TASK DIRECTIONS
Print out the entries below with no edits.

DATASET
PR #195, opened 2016-07-19
Support auditing of entities identified through foreign entities

### LINKED ISSUE #194: Auditing of entities identified through foreign entities does not work.
As of 2.1, Doctrine supports [identity though foreign entities](http://doctrine-orm.readthedocs.io/projects/doctrine-orm/en/latest/tutorials/composite-primary-keys.html#identity-through-foreign-entities). EntityAudit cannot currently add revisions for entities whose identifier field is another entity. Consider [this example of a simple derived entity](http://doctrine-orm.readthedocs.io/projects/doctrine-orm/en/latest/tutorials/composite-primary-keys.html#use-case-2-simple-derived-identity):

``` php
/**
 * @Entity
 */
class User
{
    /** @Id @Column(type="integer") @GeneratedValue */
    private $id;
}

/**
 * @Entity
 */
class Address
{
    /** @Id @OneToOne(targetEntity="User") */
    private $user;
}
```

User can be audited, but Address cannot because it is identified through User.

jamescdavis:
fix #194

### DIFF
--- a/src/SimpleThings/EntityAudit/AuditReader.php
+++ b/src/SimpleThings/EntityAudit/AuditReader.php
@@ -241,7 +241,7 @@ class AuditReader
             } else if (isset($class->fieldMappings[$idField])) {
                 $columnName = $class->fieldMappings[$idField]['columnName'];
             } elseif (isset($class->associationMappings[$idField])) {
-                $columnName = $class->associationMappings[$idField]['joinColumns'][0];
+                $columnName = $class->associationMappings[$idField]['joinColumns'][0]['name'];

RESPONSE BOX
PR #195, opened 2016-07-19
Support auditing of entities identified through foreign entities

### LINKED ISSUE #194: Auditing of entities identified through foreign entities does not work.
As of 2.1, Doctrine supports [identity though foreign entities](http://doctrine-orm.readthedocs.io/projects/doctrine-orm/en/latest/tutorials/composite-primary-keys.html#identity-through-foreign-entities). EntityAudit cannot currently add revisions for entities whose identifier field is another entity. Consider [this example of a simple derived entity](http://doctrine-orm.readthedocs.io/projects/doctrine-orm/en/latest/tutorials/composite-primary-keys.html#use-case-2-simple-derived-identity):

``` php
/**
 * @Entity
 */
class User
{
    /** @Id @Column(type="integer") @GeneratedValue */
    private $id;
}

/**
 * @Entity
 */
class Address
{
    /** @Id @OneToOne(targetEntity="User") */
    private $user;
}
```

User can be audited, but Address cannot because it is identified through User.

jamescdavis:
fix #194

### DIFF
--- a/src/SimpleThings/EntityAudit/AuditReader.php
+++ b/src/SimpleThings/EntityAudit/AuditReader.php
@@ -241,7 +241,7 @@ class AuditReader
             } else if (isset($class->fieldMappings[$idField])) {
                 $columnName = $class->fieldMappings[$idField]['columnName'];
             } elseif (isset($class->associationMappings[$idField])) {
-                $columnName = $class->associationMappings[$idField]['joinColumns'][0];
+                $columnName = $class->associationMappings[$idField]['joinColumns'][0]['name'];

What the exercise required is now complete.